Thursday, June 30, 2016

Traveling In Chicago-Something Missing On a First Anniversary

As of today, Illinois has gone a whole year without a budget and many supports for low income people have been vanishing as a result. While it looks like Governor Rauner and the Dem. leadership may come to an agreement on a budget for the next fiscal year, many services for the poor have been cut or eliminated.Who knows how long it will take us to restore everything that was lost.

Therefore, I was thrilled when I found a vendor selling Streetwise, the weekly magazine for and about the homeless. He was the first vendor whom I had seen in months. Gladly, I bought an issue of it from him and asked where all the vendors had gone. “I don’t know,” he said. “I’m here every day.”

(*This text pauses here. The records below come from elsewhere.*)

PR #5286, opened 2021-12-01
WIP: resolve to accept other data types

### LINKED ISSUE #1132: FR: support non JSObject method result and call arguments
Currently Capacitor allows to return from native method only JSObject (a map, with string key and any json serializable value). The same goes to method arguments - only one arguments of JSObject is supported (of course, it is a map, where multiple parameters can be passed). That restriction requires additional steps when interacting with native methods and is boilerplate (e.g. ```StatusBar#setStyle(options: {style: StatusBarStyleOptions})``` or ```Geolocation#getCurrentPosition() => Promise<{coords: any}>```).

# Calling native method
Arguments of js method call are accessible in js as array (arguments variable) and that array should be passed to PluginCall (instead of a map) as call data/options. Native PluginCall instance should have methods for reading the arguments:
- int getLength() -> returns the size of arguments array
- String getString(int , String defaultValue) -> returns the argument at given index as string. 
- ... other getters for json types

Now, it maybe looks like a problem to support array arguments and JSObject argument in the same time (e.g. what if there is only one argument in a js call and it is JSObject), but it is not. PluginCall data/options should always be (underneath) an array of arguments, that comes from js but in the same time getString(String key), getDouble(String key), get(String key) should work, but will refer to first argument, which should be JSObject (if argument is not a JSObject error should be thrown). That way, we can provide backward compatibility and additional feature, which imho is clean and flexible ;-)

# Returning from native method
PluginCall should have a methods for returing from method invocation for each json type, e.g.:
- void resolve(String value)
- void resolve(int value)
- void success(String value)
- void success(String[] value)

romaia:
This is a first attempt to allow `PluginCall.resolve` to accept other data types than `JSObject`.

From what I can see in the native-bridge, it should already handle any value coming "fromNative":

https://github.com/ionic-team/capacitor/blob/main/android/capacitor/src/main/assets/native-bridge.js#L420

So, simply overriding `sendReponseMessage` to accept other values than `PluginResult` seems like it should be enough.

This of course needs further development, but I would like some feedback from the maintainers on whether this approach is reasonable (and so I would proceed) or if this is just a bad idea.#5267 

This should partially fix #1132

### DIFF
--- a/android/capacitor/src/main/java/com/getcapacitor/MessageHandler.java
+++ b/android/capacitor/src/main/java/com/getcapacitor/MessageHandler.java
@@ -79,6 +79,21 @@ public class MessageHandler {
     }
 
     public void sendResponseMessage(PluginCall call, PluginResult successResult, PluginResult errorResult) {
+        _sendResponseMessage(call, successResult, errorResult);
+    }
+
+    public void sendResponseMessage(PluginCall call, JSObject successResult, PluginResult errorResult) {
+        _sendResponseMessage(call, successResult, errorResult);
+    }
+
+    public void sendResponseMessage(PluginCall call, boolean successResult, PluginResult errorResult) {
+        _sendResponseMessage(call, successResult, errorResult);
+    }
+
+    public void sendResponseMessage(PluginCall call, String successResult, PluginResult errorResult) {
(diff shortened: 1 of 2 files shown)


eric-horodyski:

More context:

PR #2756, opened 2019-04-04
manual: fix the hacking section

kalbasit:
The hacking section of the manual says to run `configurePhase` before running make, but configurePhase does not exist. Running `./configure` without any arguments worked for me.

### DIFF
--- a/doc/manual/hacking.xml
+++ b/doc/manual/hacking.xml
@@ -27,7 +27,7 @@ $ nix-shell
 To build Nix itself in this shell:
 <screen>
 [nix-shell]$ ./bootstrap.sh
-[nix-shell]$ configurePhase
+[nix-shell]$ ./configure
 [nix-shell]$ make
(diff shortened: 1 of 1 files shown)


edolstra:
That's very strange, since `configurePhase` absolutely should exist (it's defined by stdenv). Note that it does a bit more than just call `./configure`. In particular it also passed the right flags to the configure script.

kalbasit:
Interesting! It works if I run `command nix-shell` and I do get a `configurePhase`. I guess this is an issue in [zsh-nix-shell](https://github.com/chisui/zsh-nix-shell), which I use to get a native zsh nix-shell.

edolstra:
Ah yes, shell functions like `configurePhase` only work if you're in the same (bash) shell that sourced the stdenv setup script.

kalbasit:
I see. It makes sense now. Thank you!

PR #2765, opened 2019-04-14
manual: "Nix Package collection" -> "Nixpkgs package collection".

nh2:
Makes difference between Nix and Nixpkgs clearer to avoid some common confusion this sentence on IRC.


mtn:
was confused can confirm :)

           He may be here every day, but a lot of the social safety net has disappeared in Illinois in the past year. We’ll probably see many more homeless on Chicago’s streets and be panhandled more often as more people become desperate. In such times, it’s great to see Streetwise vendors selling their papers.

           Streetwise is a magazine about issues relating to homelessness. The organization trains and employs the homeless. Vendors go through a month training program to learn about customer service and other aspects of business. The issues sell for two dollars apiece and $1.10 of that goes directly to the vendor for his or her income. Last week’s issue focused on restaurant reviews written by Streetwise vendors. Each reviewer was given ten dollars to write the reviews. The restaurants were all ones with meals for ten dollars apiece or less, places that vendors may frequent. There were also articles in the issue about current events affecting the poor, the homeless, and those at risk of becoming homeless.

           The homeless are the other 1% in America. At any given time, that’s how many people are homeless here. While some of the homeless are quickly identified, many more homeless people defy the stereotype we have of them and look just like you and me. Thus their condition is invisible to most. And it could happen to almost anyone.

           When a person becomes a vendor of Streetwise, it may be that person’s first chance in many a year to re-enter the job market and slowly extricate himself from the downward spiral of homelessness and despair and to do it with dignity. The Streetwise organization also has a Transitional Jobs Program and supportive services.